Work instructions |
Repeat, please, only the lines from the top of the data down to the line with "That's where I"; include both of those lines.

Data records |
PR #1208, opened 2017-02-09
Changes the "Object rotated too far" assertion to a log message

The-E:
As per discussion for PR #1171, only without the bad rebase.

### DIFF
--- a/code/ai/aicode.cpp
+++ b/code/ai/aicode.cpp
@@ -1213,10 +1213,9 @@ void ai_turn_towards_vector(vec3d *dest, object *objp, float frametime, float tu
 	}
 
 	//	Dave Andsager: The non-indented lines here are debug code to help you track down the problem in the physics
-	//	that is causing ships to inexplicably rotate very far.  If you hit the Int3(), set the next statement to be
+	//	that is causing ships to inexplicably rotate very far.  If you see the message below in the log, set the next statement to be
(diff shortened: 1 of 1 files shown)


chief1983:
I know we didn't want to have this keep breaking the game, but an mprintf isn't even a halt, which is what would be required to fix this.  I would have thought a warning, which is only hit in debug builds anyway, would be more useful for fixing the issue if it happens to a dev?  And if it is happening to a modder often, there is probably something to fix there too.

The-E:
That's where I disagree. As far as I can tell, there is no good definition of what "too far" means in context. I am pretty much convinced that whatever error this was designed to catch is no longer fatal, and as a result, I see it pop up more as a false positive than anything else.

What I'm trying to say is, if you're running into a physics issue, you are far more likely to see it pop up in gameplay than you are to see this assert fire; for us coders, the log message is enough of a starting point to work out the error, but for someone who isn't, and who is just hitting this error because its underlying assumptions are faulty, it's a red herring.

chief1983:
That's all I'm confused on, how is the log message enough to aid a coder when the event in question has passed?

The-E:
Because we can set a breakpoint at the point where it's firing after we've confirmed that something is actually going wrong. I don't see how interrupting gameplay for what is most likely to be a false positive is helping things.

Solved problem |
PR #1208, opened 2017-02-09
Changes the "Object rotated too far" assertion to a log message

The-E:
As per discussion for PR #1171, only without the bad rebase.

### DIFF
--- a/code/ai/aicode.cpp
+++ b/code/ai/aicode.cpp
@@ -1213,10 +1213,9 @@ void ai_turn_towards_vector(vec3d *dest, object *objp, float frametime, float tu
 	}
 
 	//	Dave Andsager: The non-indented lines here are debug code to help you track down the problem in the physics
-	//	that is causing ships to inexplicably rotate very far.  If you hit the Int3(), set the next statement to be
+	//	that is causing ships to inexplicably rotate very far.  If you see the message below in the log, set the next statement to be
(diff shortened: 1 of 1 files shown)


chief1983:
I know we didn't want to have this keep breaking the game, but an mprintf isn't even a halt, which is what would be required to fix this.  I would have thought a warning, which is only hit in debug builds anyway, would be more useful for fixing the issue if it happens to a dev?  And if it is happening to a modder often, there is probably something to fix there too.

The-E:
That's where I disagree. As far as I can tell, there is no good definition of what "too far" means in context. I am pretty much convinced that whatever error this was designed to catch is no longer fatal, and as a result, I see it pop up more as a false positive than anything else.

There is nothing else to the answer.